SBF’s willingness to open his wallet to bail out unrelated companies has led to comparisons with J.P. Morgan, who in 1907 personally injected liquidity to stem the so-called Bankers’ Panic, thereby preventing a complete collapse of the New York Stock Exchange. The crisis ultimately led to the creation of the Federal Reserve, that fiscal bugaboo of many a crypto libertarian.

Morgan’s apparent capacity to singlehandedly rescue the U.S. economy inevitably brought criticism as well as praise, and SBF may well be approaching that inflection point. It’s worth noting that SBF has so far not seen fit to rescue Celsius customers from what appears to be certain disaster. Earlier this month, SBF felt compelled to tweet his denial of a popular conspiracy theory that FTX had willfully contributed to Celsius’ dramatic collapse.

Effective self-preservation

As far as his proven interventions, SBF told NPR that “we have a responsibility to seriously consider stepping in, even if it is at a loss to ourselves, to stem contagion. Even if we weren’t the ones who caused it, or weren’t involved in it … I want to do what can help [the crypto sector] grow and thrive.” However, a less noble quote from earlier in the NPR report may signal SBF’s true motivation. “People with money are scared.”

Those scared people likely include SBF, whose exchange has made billions pumping shitcoins and offering leverage trades as high as 100x (before abruptly capping this at 20x last summer to avoid further regulatory scrutiny). In other words, SBF has been preying on the same get-rich-quick desires that somehow convinced legions of suckers that crypto lending platforms could legitimately offer 20% annual returns.

SBF also publicly admitted that DeFi was essentially a Ponzi scheme yet saw no contradiction between that admission and FTX’s willingness to list the tokens that fueled these DeFi platforms. There’s also the fact that Alameda is one of the largest recipients of the scam stablecoin Tether, without which the past two BTC bubbles would never have occurred.

SBF has long proclaimed that he’s a devotee of ‘effective altruism,’ whose practitioners need to get stupidly rich before unleashing their wealth in a manner that effects true change. But despite SBF’s wealth already being measured in the double-digit billions, that magical day when he sheds his capitalist skin and reveals his true altruistic form remains a mirage on the horizon.

It’s almost as if an altruistic Sean Parker type sat SBF down one day and said: ‘A billion dollars isn’t cool. You know what’s cool? A trillion dollars.’ SBF’s not there yet, so it wouldn’t be prudent to swap his black hat for a white one. In the meantime, don’t question SBF’s motives for propping up the Crypto Crime Cartel, because he’s doing it for the kids.

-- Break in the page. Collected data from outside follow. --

PR #379, opened 2021-03-20
Bug fix for https://bugs.launchpad.net/or/+bug/1919337 In activities after midnight boarding times are not respected

Csantucci:
See http://www.elvastower.com/forums/index.php?/topic/27958-midnight-traffic/page__p__269676#entry269676


YoRyan (approved):
Thanks for the fix, Carlo.

PR #380, opened 2021-03-22
Fix operation.rst build warning

YoRyan:
Resolves a build warning caused by #340.


cjakeman (approved):
Hi Ryan,

Something that  can be approved immediately.

Thanks.

Chris

PR #381, opened 2021-03-22
Add Visual Studio Code files to gitignore

YoRyan:
Adds .vscode and friends to gitignore so we won't commit them by accident.


cjakeman (approved):
Hi Ryan,

Great idea.

Approved with thanks,

Chris

PR #382, opened 2021-03-22
Replace for loops with explicit array copies and comparisons

YoRyan:
Replaces `for (i = 0; i < length; i++)` with `Array.Copy()`, `Array.Clone(),` and `Enumerable.SequenceEqual()`.

Array.Copy() and and Array.Clone(), in addition to being easier to read, are also an order of magnitude [faster](https://stackoverflow.com/a/18639042) than looping by index.

### DIFF
--- a/Source/Orts.Formats.Msts/ShapeFile.cs
+++ b/Source/Orts.Formats.Msts/ShapeFile.cs
@@ -901,8 +901,7 @@ namespace Orts.Formats.Msts
         {
             flags = copy.flags;
             ishader = copy.ishader;
-            tex_idxs = new int[copy.tex_idxs.Length];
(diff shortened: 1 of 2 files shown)


cjakeman (commented):
Hi Ryan,

Looks clean and effective.

Shall we leave it a few days more?

Are there any other bottlenecks that might benefit from this approach?

Chris

YoRyan:
Sure, we can leave it in unstable for a week.

I ran a grep for lines with both the `++` and `[` tokens, so this should cover all of the array copy operations that were done with for loops. For further performance improvements, I think I'd need to spend some time with a profiler.

cjakeman (approved):
Hi Ryan,

Approved as agreed.

Thanks,

Chris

We’ll close on the truly rich note that since SBF hasn’t seen fit to intervene, the fate of Celsius may lie with none other than Goldman Sachs. The Wall Street titan is reportedly looking to raise up to $2 billion to acquire the troubled lenders’ assets—what assets, we hear you cry—in the event of a bankruptcy filing.

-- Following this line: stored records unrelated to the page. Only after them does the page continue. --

PR #383, opened 2021-03-24
Add a video options setting for MultiSampleCount anti-aliasing

YoRyan:
Now that Monogame has landed, we can introduce proper anti-aliasing support. This PR adds a 6-step slider that ranges from no anti-aliasing to 32x MSAA. It is based on the equivalent feature already present in NewYear MG, except this patch is agnostic to different methods of anti-aliasing - which would make it easier to introduce FXAA, SSAA, and other alternative methods in the future. I have also located the slider at the bottom of the video tab, next to the ambient brightness slider.

image

### DIFF
--- a/Source/Documentation/Manual/options.rst
+++ b/Source/Documentation/Manual/options.rst
@@ -367,6 +367,17 @@ Ambient daylight brightness
 
 With this slider you can set the daylight brightness.
 
+Anti-aliasing
+-------------
+
+Controls the anti-aliasing method used by Open Rails. Anti-aliasing is a
+computer graphics technique that smooths any harsh edges, otherwise known as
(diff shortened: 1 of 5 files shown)


cjakeman (approved):
Hi Ryan,

Looks tidy and good to see useful enhancements coming across from OR_NewYear_MG.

Remember the headline that Satoshi inscribed in Bitcoin’s Genesis block? Something about yet another bailout for some financial institutions—like Goldman Sachs—that got themselves in a mess of trouble by gambling recklessly with their customers’ funds? When the entities that you so brutally mocked are now the ones hauling your ass out of the fire, it’s time to pack it in, crypto kiddies.